Я назвал себя по-английски. Мужчина свободно продолжил на том же языке. Он уже разговаривал с Фуко. Он был в курсе нашего расследования и был готов мне помогать. Слышимость была хорошая. Словно отполированная морским ветром. Я тут же задал ему вопрос о предсмертном опыте Раймо.
– У него были какие-то воспоминания, – подтвердил психиатр.
– Он вам описал того, кто ему являлся?
– Раймо говорил о ребенке.
– О ребенке?
– Скорее о подростке. О ком-то очень юном, толстеньком, плавающем в темноте.
– Описал ли он вам его лицо?
– Насколько помню, да. Раздавленное лицо. Или изуродованное. Раймо говорил о свисающих клочьях мяса. Морда окровавленного бульдога…
Еще один кошмар. Но ничего общего со стариком Люка и с ангелом Агостины. У каждого «лишенного света» свой собственный демон.
Я продолжил свою мысль:
– Не думаете ли вы, что это видение было ему внушено кем-то из его окружения?
– Каким образом?
– Может, из памяти выплыл чей-то забытый облик, искаженный бредом?
– Нет, я интересовался его прошлым. Никого похожего рядом с ним никогда не было. Да и разве такой кошмар встречается в реальности?
Мой психоаналитический след завел в тупик. Валтонен продолжал:
– У вас есть другие свидетельства подобного рода?
– Да, несколько.
– Мне было бы интересно с ними познакомиться.
– Ради бога, только чуть позже. Когда у меня будет больше времени, я пошлю вам всю документацию. Обещаю.
– Спасибо. У меня последний вопрос.
– Говорите.
– Все ваши другие свидетели стали убийцами?
Я подумал о Люке. И против воли, о Манон. И сухо ответил:
– Нет, вовсе нет.
– Тем лучше. В противном случае это походило бы на эпидемию бешенства.

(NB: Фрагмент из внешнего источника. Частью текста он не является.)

PR #1025, opened 2021-01-11
Log build failures

jonathanmetzman:
Put logs of build failures in GCS

### DIFF
--- a/experiment/build/gcb_build.py
+++ b/experiment/build/gcb_build.py
@@ -13,6 +13,7 @@
 # limitations under the License.
 """Module for building things on Google Cloud Build for use in trials."""
 
+import subprocess
 import tempfile
 from typing import Dict
 
@@ -100,8 +101,12 @@ def _build(
         result = new_process.execute(command,
                                      write_to_stdout=False,
                                      kill_children=True,
-                                     timeout=timeout_seconds)
+                                     timeout=timeout_seconds,
+                                     expect_zero=False)
+        # TODO(metzman): Refactor code so that local_build stores logs as well.
         build_utils.store_build_logs(config_name, result)
+        if result.retcode != 0:
+            raise subprocess.CalledProcessError(result.retcode, command)
     return result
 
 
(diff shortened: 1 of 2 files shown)


experiment/build/gcb_build.py
```diff
@@ -100,8 +101,12 @@ def _build(
         result = new_process.execute(command,
                                      write_to_stdout=False,
                                      kill_children=True,
-                                     timeout=timeout_seconds)
+                                     timeout=timeout_seconds,
+                                     expect_zero=False)
+        # TODO(metzman): Refactor code so that local_build stores logs as well.
         build_utils.store_build_logs(config_name, result)
+        if result.retcode != 0:
+            raise subprocess.CalledProcessError(result.retcode, command)
```
inferno-chromium, line 109: I don't understand this. How will raising an error capture this in logs ? Won't it just cause uncaught exceptions. I don't see any exceptions caught and then retried in https://github.com/google/fuzzbench/blob/4eec33d326b73a46f1e1875bb64edc267eb2ec8a/experiment/build/builder.py#L129

jonathanmetzman: >How will raising an error capture this in logs ?

The capture is done in the line before.
The difference is that [we no longer expect_zero](https://github.com/google/fuzzbench/pull/1025/files/f8c5dd112f3e5c4dd9f4d9fed0df3c3f010fde9b#diff-d1b96055e2c59a647f342428dc8962f1dda8ac13b339e51685c89772d8279aa8R105) so instead of exceptioning on build fail (like it used to) new_process.execute will return.

>Won't it just cause uncaught exceptions.

No. Without this patch, the code throws exceptions as well under the same circumstances. The only difference is now they are thrown after we have a chance to save the logs.
The exceptions are caught in https://github.com/google/fuzzbench/blob/master/experiment/build/builder.py

inferno-chromium (approved):
Thanks for explaining!

PR #1032, opened 2021-01-13
Disable lafintel for bug based benchmarks

inferno-chromium:
lafintel seems to not work with sanitizer flags, crashes on
startup.

```
[*] Spinning up the fork server...

[-] Whoops, the target binary crashed suddenly, before receiving any input
    from the fuzzer! There are several probable explanations:
```


jonathanmetzman (approved):
LGTM

PR #1038, opened 2021-01-13
Migrate from deprecated n1-standard-1 to e2-standard-2

inferno-chromium:
- There is no e2-standard-1. We just rely on --cpus=1 flag, and we can decide later if we want to allow all fuzzers to use 2 cpus.
- See go/n1-to-e2-guide

### DIFF
--- a/common/gcloud.py
+++ b/common/gcloud.py
@@ -27,8 +27,12 @@ DISPATCHER_BOOT_DISK_SIZE = '4TB'
 DISPATCHER_BOOT_DISK_TYPE = 'pd-ssd'
 
 # Constants for runner specs.
-RUNNER_MACHINE_TYPE = 'n1-standard-1'
+RUNNER_MACHINE_TYPE = 'e2-standard-2'
 RUNNER_BOOT_DISK_SIZE = '30GB'
+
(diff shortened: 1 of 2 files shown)


jonathanmetzman:
Why are we doing this?
Will this be cheaper even with 2 cores vs 1?
Will we make up for this in quota? Right now we are running an experiment on 6k instances, that won't work with a 10k core quota.
I wonder if we can rely on docker to enforce 1 core, or if having 2 cores on the instance can have some unwanted effects.

inferno-chromium:
> Why are we doing this?

n1-standard-1 is going away. forwarded an email.

> Will this be cheaper even with 2 cores vs 1?

yes e2-standard-2 premptible is almost coming inline with n1-standard-1 (soonish). costs taken care of, this reco is coming from cloud team.

> Will we make up for this in quota? Right now we are running an experiment on 6k instances, that won't work with a 10k core quota.

Yes this is already, see updated quota :)

> I wonder if we can rely on docker to enforce 1 core, or if having 2 cores on the instance can have some unwanted effects.

yes, but no 1-core config anymore.

jonathanmetzman (approved):
LGTM

PR #355, opened 2022-07-11
Attachment as binary in

smelnikov:


faergeek (approved):

ehassed3 (approved):

src/transactions/utils.ts
```diff
@@ -1,12 +1,8 @@
...
 import { Money } from '@waves/data-entities';
 import { binary, serializePrimitives } from '@waves/marshall';
-import {
-  base58Encode,
-  blake2b,
-  concat,
-  stringToBytes,
-} from '@waves/ts-lib-crypto';
+import { base58Encode, blake2b, concat, TBinaryIn } from '@waves/ts-lib-crypto';
+import { _fromRawIn } from '@waves/ts-lib-crypto/conversions/param';
```
faergeek, line 5: I don't think it's a good idea to use these internal imports. May be just write our own checks directly?

PR #357, opened 2022-07-12
Add ui update optimization

ehassed3:


src/ui.tsx
```diff
@@ -59,7 +59,7 @@ async function startUi() {
     const stateChanges = await backgroundService.getState([
       'initialized',
       'locked',
-      'assets',
+      ...('currentNetwork' in changes ? ['assets'] : []),
```
faergeek, line 62: I constantly forget why we need to get these fields explicitly always. Guess we need an explanation in a code comment :-)

src/lib/localStore.ts
```diff
@@ -113,6 +116,22 @@ export default class ExtensionStore {
     );
   }
 
+  getState(keys?: string | string[]) {
```
smelnikov, line 119: May be use spread for argument? So this can be simplified to e.g.:
```typescript
getState(...keys?: string[]){
  if(keys.length === 0) return this._state;
  
  return keys.reduce(
      (acc, key) =>
        this._state[key] ? { ...acc, [key]: this._state[key] } : acc,
      {}
    );
}
```

ehassed3: The argument cannot be optional, and the typescript also complains because a string is not expected as an argument.

smelnikov: Ofс, spread arguments are always an array, and it should be `getState(...keys: string[])`.

PR #359, opened 2022-07-13
Fix amplitude events

ehassed3:


src/controllers/Statistics.js
```diff
@@ -80,13 +79,13 @@ export class StatisticsController {
     return this.sendEvents();
   }
 
-  sendEvents() {
+  sendEvents(time = 5000) {
```
smelnikov, line 82: May be rename `time` arg to `delay` or something else

smelnikov (approved):

PR #361, opened 2022-07-14
Fix tx fee options

faergeek:


src/fee/utils.ts
```diff
@@ -0,0 +1,124 @@
...
+import { DEFAULT_FEE_CONFIG } from '../constants';
+import { Message } from 'ui/components/transactions/BaseTransaction';
+import { AssetDetail } from 'ui/services/Background';
+import { AccountBalance, AssetBalance } from 'ui/reducers/updateState';
+import { SPONSORED_FEE_TX_TYPES } from './constants';
+
+export function convertFeeToAsset(fee: Money, asset: Asset) {
+  const minSponsoredFee = (asset: Asset) =>
+    asset.id === 'WAVES'
+      ? DEFAULT_FEE_CONFIG.calculate_fee_rules.default.fee
```
ehassed3, line 16: I think we need to use the config from https://raw.githubusercontent.com/Waves-Keeper/configs/master/fee.json. If we want to change the value of the field, then there will be a conflict between these two configs.

src/controllers/MessageController.js
```diff
@@ -698,14 +696,14 @@ export class MessageController extends EventEmitter {
           message.account
         );
 
-        const matcherFeeData = !hasFee
-          ? await this._getFee(message, result.data)
-          : {};
+        const matcherFee =
+          message.data.data?.matcherFee ||
```
ehassed3, line 700: `?.` will it work here?

faergeek: Why not? It didn't work earlier because of old babel. Now it works

src/fee/utils.ts
faergeek: Moved fee config to remote config controller

smelnikov (approved):

ehassed3 (approved):

PR #364, opened 2022-07-15
Add default assets

ehassed3:


faergeek (changes requested):
I don't think it's a good idea to fallback to testnet. I guess better not to dispatch an action at all if `assets[network] === undefined`, or dispatch with an empty object. But actually all of these solutions are not good. Better figure out the cause of the error first.

ehassed3:
An empty object also results in an error, because WAVES asset expected.

faergeek (approved):

PR #369, opened 2022-07-18
Add local storage backup

ehassed3:


src/lib/localStore.ts
```diff
@@ -26,10 +26,30 @@ const CONTROLLERS = [
   'VaultController',
 ];
 
+export async function backup() {
+  const { backup = {}, WalletController } = await extension.storage.local.get([
```
faergeek, line 30: No need for default value, `undefined` is ok to spread onto objects

faergeek (approved):

PR #374, opened 2022-07-20
Convert JS to TS

faergeek:


src/controllers/statistics.ts
```diff
@@ -154,14 +177,16 @@ export class StatisticsController {
      @param {number} [ms] in ms, by default is 1 hour
      @param {string} [storeKey] by default is `last{EventType}`
```
ehassed3, line 178: I think you need to remove JSDoc everywhere.

ehassed3 (approved):

smelnikov (approved):

PR #375, opened 2022-07-21
Update webpack

ehassed3:


src/ui.tsx
```diff
@@ -38,6 +38,7 @@ async function startUi() {
   const store = createUiStore();
 
   store.dispatch(setLangs(LANGS));
+  console.log();
```
faergeek, line 41: Should be removed I guess)

src/assets/amountInput.tsx
```diff
@@ -4,7 +4,7 @@ import * as React from 'react';
 import { useIMask } from 'react-imask';
 import { BalanceAssets } from 'ui/reducers/updateState';
 import { useAppSelector } from 'ui/store';
-import * as styles from './amountInput.module.css';
+import styles from './amountInput.module.css';
```
faergeek, line 7: May be enable `namedExport` for css-loader instead?

package.json
```diff
@@ -1,11 +1,25 @@
 {
   "private": true,
   "version": "2.9.0",
-  "engines": {
-    "node": "^10.24.1"
-  },
+  "browserslist": [
+    "maintained node versions",
```
faergeek, line 5: We don't want to compile for node at all

package.json
```diff
@@ -1,11 +1,25 @@
...
+    "supports es6-module and > 0.5%",
+    "not dead",
+    "not IE 11",
```
faergeek, line 8: I think everything below "not IE11" is unnecessary. May be just ignore safari explicitly. You can see which browser versions are targeted by adding `"debug": true` to `babel-preset-env` options.

webpack.common.js
```diff
@@ -0,0 +1,122 @@
+const path = require('path');
```
faergeek, line 1: I don't think it's a good idea to duplicate most parts of configs. They differ not so much and it makes it hard to understand what's going on. Plus there's just to much duplication between them now. I would put all config in just one file and tweak based on `mode` passed. @smelnikov what do you think?

src/lib/createStreamSink.js
```diff
@@ -25,10 +25,10 @@ function promiseToCallback(promise) {
   return function (cb) {
     promise.then(
       function (data) {
-        setImmediate(cb, null, data);
+        setTimeout(cb, 0, null, data);
```
faergeek, line 28: `setTimeout` is not the same as `setImmedate`. Actually I think none of them are needed here anyway. `Promise.then(...)` already creates a microtask. The same in `dnode-util`

package.json
```diff
@@ -99,37 +115,40 @@
...
+    "mini-css-extract-plugin": "^2.6.1",
+    "mini-svg-data-uri": "^1.4.4",
     "mocha": "^9.2.2",
     "prettier": "^2.4.1",
     "selenium-webdriver": "^4.1.2",
-    "source-map-loader": "^1.0.0",
-    "style-loader": "^0.22.1",
-    "stylelint": "^13.13.1",
+    "source-map-loader": "^4.0.0",
+    "ssestream": "^1.1.0",
```
faergeek, line 139: Was it meant only for implementing HMR?

faergeek (changes requested):

src/assets/amountInput.tsx
ehassed3: I don't think this is a good idea. It is better for styles to have one name.

faergeek: It's still one name, it will just export the same thing as before, so these changes would be unnecessary

ehassed3: But it's already fixed (:

faergeek: Okay, let's leave it changed then)

src/lib/dnode-util.js
```diff
@@ -62,7 +62,7 @@ export function promiseToCb(fn, context) {
       callback = noop;
     }
     fn.apply(context, args)
-      .then(result => setImmediate(callback, null, result))
-      .catch(error => setImmediate(callback, error));
+      .then(result => setTimeout(callback, 0, null, result))
```
faergeek, line 65: `setTimeout` is not needed here as well

faergeek (approved):

src/lib/createStreamSink.js
```diff
@@ -13,23 +13,13 @@ class AsyncWritableStream extends WritableStream {
...
-    throw new TypeError('Expected a promise');
-  }
-
-  return function (cb) {
-    promise.then(
-      function (data) {
-        setImmediate(cb, null, data);
+    this._asyncWriteFn(chunk, encoding).then(
+      () => {
+        callback();
```
smelnikov, line 18: Looks like you missed `null` and `data` parameters for `callback` function

smelnikov (approved):

src/global.d.ts
```diff
@@ -3,6 +3,8 @@ declare const __SENTRY_DSN__: string | undefined;
 declare const __SENTRY_ENVIRONMENT__: string | undefined;
 declare const __SENTRY_RELEASE__: string | undefined;
 
+declare module '*.module.css';
```
faergeek, line 6: Why is this needed?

Поблагодарив его еще раз, я разъединился.
14 часов
Пора было подбивать бабки.
По-настоящему браться за расследование и завершать его.
Пора было допросить Люка.
Теперь Люк находился в специализированном клиническом центре Поль-Гиро в Вильжюиф. В данном случае слово «специализированный» было эвфемизмом, означавшим «психиатрический». Люк сам подписал распоряжение о помещении в эту лечебницу на «непринудительное лечение», то есть он мог выходить когда хотел.
15 часов
Я добрался до клиники, когда день уже начинал меркнуть. Сколько хватает глаз – черная ограда, отделяющая обширную территорию от пригородных особнячков. Паскаль Зукка, психиатр-гипнотизер, объяснил мне, где найти Люка. Я вошел в ворота, повернул налево и пошел по аллее, вдоль которой стояли двухэтажные постройки. Каждый корпус напоминал самолетный ангар – бежевые стены и выпуклая крыша.
Я отыскал корпус 21. Сестра в регистратуре взяла связку ключей и повела меня в глубь здания. Длинное помещение, разделенное переборками, в которых были двери с круглыми окошками, напоминало внутренность подводной лодки. Нужно было пересечь отсек, чтобы попасть в другой: в столовую, телевизионную комнату, мастерскую трудотерапии… Все было совершенно новое – желтые стены, красные двери, белые потолки с встроенными светильниками. Мы беззвучно шагали по черно-серому линолеуму.
У каждой двери женщина доставала ключ. Мы шли мимо пациентов, которые плохо вписывались в сверкающий современной отделкой интерьер. Они были еще не «отремонтированы». Большинство смотрело на меня, открыв рот. Лица без выражения и пустые глаза.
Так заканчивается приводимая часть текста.